How to Make the Most of Health Care Volunteers

By Kayla Matthews, HealthIT writer and technology enthusiast, Tech Blog
Twitter: @ProductiBytes

Volunteering is an act many people first experience in their adolescent or teenage years. It requires a selfless mindset and a caring attitude, dedicated to making change within a community that’s larger than themselves. Health care is one area that is always in need of these volunteers.

Hospitals are massive and do their best work thanks to the contributions of hundreds of individuals. There are a dozen units spread across several floors, and while the nurses, doctors and surgeons keep the place running, volunteers who receive no pay for their work enable the fluidity of operations.

Health care volunteers give a set amount of time to help with necessary tasks at a hospital under the direct supervision of a nurse. They are often high school or college students wanting to learn more about the health care field while satisfying community service requirements.

While volunteerism seems to be on the rise — especially among younger people — it is increasingly important for health care professionals to understand how to make the most of their volunteers. Here are a handful of ways for these leaders to appreciate and use their volunteer work.

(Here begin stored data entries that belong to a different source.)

PR #235, opened 2026-06-17
Add dry-run via `deploy=false` connection property

ryannedolan:
## Summary

 - New `deploy` connection property: when `deploy=false`, each DDL statement is parsed, validated, and
  applied to the in-memory Calcite schema, but the underlying deployers are **not** invoked. Lets a session
   validate a multi-statement script end-to-end (later statements see earlier ones' in-memory effects)
  without external side-effects.
 - Orthogonal to `mode`: combine `deploy=false` with `mode=apply` to dry-run an apply-mode script.
 - Distinct from `SPECIFY` (`!specify`), which remains the strict zero-side-effect single-statement
  preview that still invokes `deployer.specify()` and unwinds the in-memory schema afterward. Dry-run
  preserves the in-memory mutation across statements and invokes no deployer method at all.

## Details

 - `HoptimatorDdlUtils.isDryRun(Connection)` reads the `deploy` property (defaults to `true`/live).
 - `DdlMode.CREATE` and `DdlMode.UPDATE` branches gate the `DeploymentService.create/update` call on
  `isDryRun`; `SPECIFY` is unchanged.  - Imperative non-CREATE DDL paths (`DROP {TABLE, VIEW, MATERIALIZED VIEW, TRIGGER}`, `FIRE/PAUSE/RESUME
  TRIGGER`) use inline `if (!isDryRun(connection))` guards. These don't fit the `DdlMode` enum, which is
  about CREATE-statement semantics (strict vs. apply vs. preview).
 - `CREATE VIEW` and `CREATE TRIGGER` previously bypassed `DdlMode.executeDeployers` and called
  `DeploymentService.create/update` directly; routed through `mode.executeDeployers` to inherit the gating.

## Testing Done

```
0: Hoptimator> create view bar as select * from foo;
INFO Validating statement: CREATE VIEW `BAR` AS
SELECT *
FROM `FOO`
INFO Validated sql statement. The view is named BAR and has path [DEFAULT, BAR]
INFO Validating deployable resources for view BAR
INFO Validated view BAR
INFO Dry-run (deploy=false): skipping UPDATE of view BAR
INFO Added view BAR to schema DEFAULT
INFO CREATE VIEW BAR completed
No rows affected (0.212 seconds)
```

Notice the "dry run ... skipping" message in the logs.

### DIFF
--- a/Makefile
+++ b/Makefile
@@ -81,9 +81,9 @@ deploy-kafka: deploy deploy-flink
 	kubectl wait --for=condition=Established=True crds/kafkas.kafka.strimzi.io
 	kubectl apply -f ./deploy/samples/kafkadb.yaml
 	kubectl apply -f ./deploy/dev/kafka.yaml
-	kubectl wait kafka.kafka.strimzi.io/one --for=condition=Ready --timeout=10m -n kafka
-	kubectl wait kafkatopic.kafka.strimzi.io/kafka-database-existing-topic-1 --for=condition=Ready --timeout=10m
-	kubectl wait kafkatopic.kafka.strimzi.io/kafka-database-existing-topic-2 --for=condition=Ready --timeout=10m
+	kubectl wait kafka.kafka.strimzi.io/one --for=condition=Ready --timeout=15m -n kafka
+	kubectl wait kafkatopic.kafka.strimzi.io/kafka-database-existing-topic-1 --for=condition=Ready --timeout=15m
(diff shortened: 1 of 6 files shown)


jogrogan (approved):
LGTM!

ryannedolan:
Copilot fixed the build but clobbered the PR in the process. Sorry for the churn.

1. Provide Opportunities to Learn
A hospital volunteer will not be performing medical duties. This fact, however, doesn’t mean they won’t have the ability to gain insights, such as watching a nurse draw a patient’s blood.

As curiosity and proximity to procedures grow, your volunteers will naturally want to know more about the health care field. If you have the staff, hold an after-hours seminar or informal presentation to contribute to your volunteers’ ongoing learning process.

2. Keep Volunteers Engaged in Their Work
The best way to keep your volunteers engaged during their shift is to get to know their interests. Yes, your volunteers will often end up in one of three service areas — patient care, wayfinder/greeter and administrative. Each of these tasks suits different qualifications and personality traits, and by understanding who your volunteers are, you can ensure you won’t accidentally place someone in an area they despise or cannot excel in.

Another great tactic is to set your volunteers up for success as they enter their shift. Do you know their night is only going to be filing paperwork or entering data? Let them know ahead of time so they can bring music or a podcast to listen to. Is their unit full of patients? Prepare them so they can be physically and mentally alert and ready.

3. Have Clear and Open Communication
No professional work relationship will ever succeed if the communication is lacking. It doesn’t matter if your volunteer is there for eight hours a month or 50 — they need to know who they can contact with any questions and how.

Set up a texting chain, use a team whiteboard or send email blasts to keep the right people in the loop at all times.

It’s also a good idea to set clear expectations up front about what you need from your volunteers. They have other commitments they look forward to keeping, so making sure their schedule lines up with your hospital’s is of the highest priority.

4. Create a Social Community
Along with having open communication, you should strive to make your hospital a welcoming, social and friendly atmosphere. Just like you want to provide the best experience possible for your patients, you should actively work to create the same with your volunteers. By doing so, you’ll establish a community both volunteers and workers will want to be part of.

Create bonding teams within each unit, celebrate small victories with each other and create a community social page to organize events and interact outside of the hospital.

5. Be Appreciative With Your Thanks
What’s the fastest way to lose the energy, commitment and interest of your volunteers? To never vocalize your appreciation or extend praise. It doesn’t take too much time out of your day to write a thank-you note or purchase a gift card from the local coffee shop.

The next time you pass a volunteer in the hallway, stop, smile and say “thank you” for the work they’ve contributed.

Finally, hold a gathering with your hospital’s staff or send out anonymous surveys and ask the question, “What would you like to do for your patients but can’t because you have no time?”

These are the areas your health care volunteers can help you in — and this is where you can find the most value.